• [What this task involves]: The entries below are to be duplicated exactly, with nothing left out.

• [Available records]:
PR #1136, opened 2023-11-14
fix(dynamite): Fix application/octet-stream encoding

provokateurin:
Needed for https://github.com/nextcloud/neon/issues/761

### DIFF
--- a/packages/dynamite/dynamite/lib/src/models/type_result/base.dart
+++ b/packages/dynamite/dynamite/lib/src/models/type_result/base.dart
@@ -30,7 +30,14 @@ class TypeResultBase extends TypeResult {
           return '$object.toString()';
         }
       case 'application/octet-stream':
-        return 'utf8.encode($object) as Uint8List';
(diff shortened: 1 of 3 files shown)


packages/dynamite/dynamite/lib/src/models/type_result/base.dart
```diff
@@ -30,7 +30,11 @@ class TypeResultBase extends TypeResult {
           return '$object.toString()';
         }
       case 'application/octet-stream':
-        return 'utf8.encode($object) as Uint8List';
+        if (className == 'Uint8List') {
+          return object;
+        } else {
+          return 'utf8.encode($object.toString()) as Uint8List';
```
Leptopoda, line 36: I don't think this makes sense.
I'd rather add an elseif to check whether the type is a string and throw otherwise.
The `toString` method can be somewhat unpredictable.

Leptopoda (approved):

• [Answer section]:
PR #1136, opened 2023-11-14
fix(dynamite): Fix application/octet-stream encoding

provokateurin:
Needed for https://github.com/nextcloud/neon/issues/761

### DIFF
--- a/packages/dynamite/dynamite/lib/src/models/type_result/base.dart
+++ b/packages/dynamite/dynamite/lib/src/models/type_result/base.dart
@@ -30,7 +30,14 @@ class TypeResultBase extends TypeResult {
           return '$object.toString()';
         }
       case 'application/octet-stream':
-        return 'utf8.encode($object) as Uint8List';
(diff shortened: 1 of 3 files shown)


packages/dynamite/dynamite/lib/src/models/type_result/base.dart
```diff
@@ -30,7 +30,11 @@ class TypeResultBase extends TypeResult {
           return '$object.toString()';
         }
       case 'application/octet-stream':
-        return 'utf8.encode($object) as Uint8List';
+        if (className == 'Uint8List') {
+          return object;
+        } else {
+          return 'utf8.encode($object.toString()) as Uint8List';
```
Leptopoda, line 36: I don't think this makes sense.
I'd rather add an elseif to check whether the type is a string and throw otherwise.
The `toString` method can be somewhat unpredictable.

Leptopoda (approved):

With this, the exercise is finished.